**YOUR TASK**
How many separate lines of the data contain "updater"? Give the count and nothing else.
────────────────────
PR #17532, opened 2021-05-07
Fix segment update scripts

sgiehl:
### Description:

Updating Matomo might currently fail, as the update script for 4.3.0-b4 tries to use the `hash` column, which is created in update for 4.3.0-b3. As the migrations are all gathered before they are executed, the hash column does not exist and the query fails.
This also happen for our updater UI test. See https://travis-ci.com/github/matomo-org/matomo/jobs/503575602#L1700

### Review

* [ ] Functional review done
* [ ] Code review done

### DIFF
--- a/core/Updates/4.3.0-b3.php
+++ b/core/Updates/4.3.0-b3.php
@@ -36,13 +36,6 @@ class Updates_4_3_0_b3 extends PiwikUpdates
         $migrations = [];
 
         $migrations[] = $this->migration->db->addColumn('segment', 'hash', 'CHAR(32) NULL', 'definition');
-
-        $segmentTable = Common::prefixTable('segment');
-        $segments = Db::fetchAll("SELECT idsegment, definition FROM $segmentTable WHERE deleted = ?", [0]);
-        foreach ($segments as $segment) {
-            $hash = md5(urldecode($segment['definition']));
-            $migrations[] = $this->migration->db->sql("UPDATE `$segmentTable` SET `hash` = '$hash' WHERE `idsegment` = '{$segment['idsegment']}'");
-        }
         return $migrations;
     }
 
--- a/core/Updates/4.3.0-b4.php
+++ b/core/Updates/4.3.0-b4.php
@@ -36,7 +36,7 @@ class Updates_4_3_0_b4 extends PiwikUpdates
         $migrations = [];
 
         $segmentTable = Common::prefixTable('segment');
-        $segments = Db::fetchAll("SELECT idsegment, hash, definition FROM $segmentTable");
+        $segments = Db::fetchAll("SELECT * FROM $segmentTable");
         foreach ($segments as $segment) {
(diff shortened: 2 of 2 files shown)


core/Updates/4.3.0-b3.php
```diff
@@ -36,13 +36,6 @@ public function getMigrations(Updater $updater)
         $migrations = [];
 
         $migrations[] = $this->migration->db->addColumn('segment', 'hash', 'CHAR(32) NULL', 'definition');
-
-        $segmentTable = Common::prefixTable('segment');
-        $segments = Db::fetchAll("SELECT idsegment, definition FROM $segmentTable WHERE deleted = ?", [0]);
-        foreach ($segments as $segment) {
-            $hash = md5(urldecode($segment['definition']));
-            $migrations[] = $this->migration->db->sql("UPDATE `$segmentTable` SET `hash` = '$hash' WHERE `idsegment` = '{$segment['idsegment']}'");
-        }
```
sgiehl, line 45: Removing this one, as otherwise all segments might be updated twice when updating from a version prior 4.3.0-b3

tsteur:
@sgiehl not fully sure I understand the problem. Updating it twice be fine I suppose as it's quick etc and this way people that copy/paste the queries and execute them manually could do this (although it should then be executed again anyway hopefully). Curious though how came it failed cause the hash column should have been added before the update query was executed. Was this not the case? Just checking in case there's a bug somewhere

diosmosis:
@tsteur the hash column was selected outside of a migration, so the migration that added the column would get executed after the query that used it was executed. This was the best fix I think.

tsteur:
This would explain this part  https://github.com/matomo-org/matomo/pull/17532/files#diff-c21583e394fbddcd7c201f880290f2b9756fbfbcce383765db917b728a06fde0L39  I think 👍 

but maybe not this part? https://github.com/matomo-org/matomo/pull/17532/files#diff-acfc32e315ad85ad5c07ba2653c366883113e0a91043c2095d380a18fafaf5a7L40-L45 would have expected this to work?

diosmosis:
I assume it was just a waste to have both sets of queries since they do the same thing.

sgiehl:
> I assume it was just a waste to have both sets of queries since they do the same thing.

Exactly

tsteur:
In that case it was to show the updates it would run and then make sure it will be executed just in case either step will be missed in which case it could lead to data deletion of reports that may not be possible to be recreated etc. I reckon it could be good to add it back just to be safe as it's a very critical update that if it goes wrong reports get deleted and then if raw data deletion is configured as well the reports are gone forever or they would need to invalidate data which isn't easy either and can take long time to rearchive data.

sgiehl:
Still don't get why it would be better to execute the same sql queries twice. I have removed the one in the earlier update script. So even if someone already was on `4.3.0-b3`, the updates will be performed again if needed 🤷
────────────────────
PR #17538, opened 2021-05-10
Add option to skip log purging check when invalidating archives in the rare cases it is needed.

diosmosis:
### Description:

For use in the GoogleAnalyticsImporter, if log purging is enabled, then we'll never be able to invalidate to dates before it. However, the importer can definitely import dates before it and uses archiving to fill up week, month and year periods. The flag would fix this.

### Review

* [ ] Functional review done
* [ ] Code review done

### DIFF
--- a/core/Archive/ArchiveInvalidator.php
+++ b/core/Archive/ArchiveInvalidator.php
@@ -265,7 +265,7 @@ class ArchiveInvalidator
────────────────────
**EXERCISE ANSWER**
2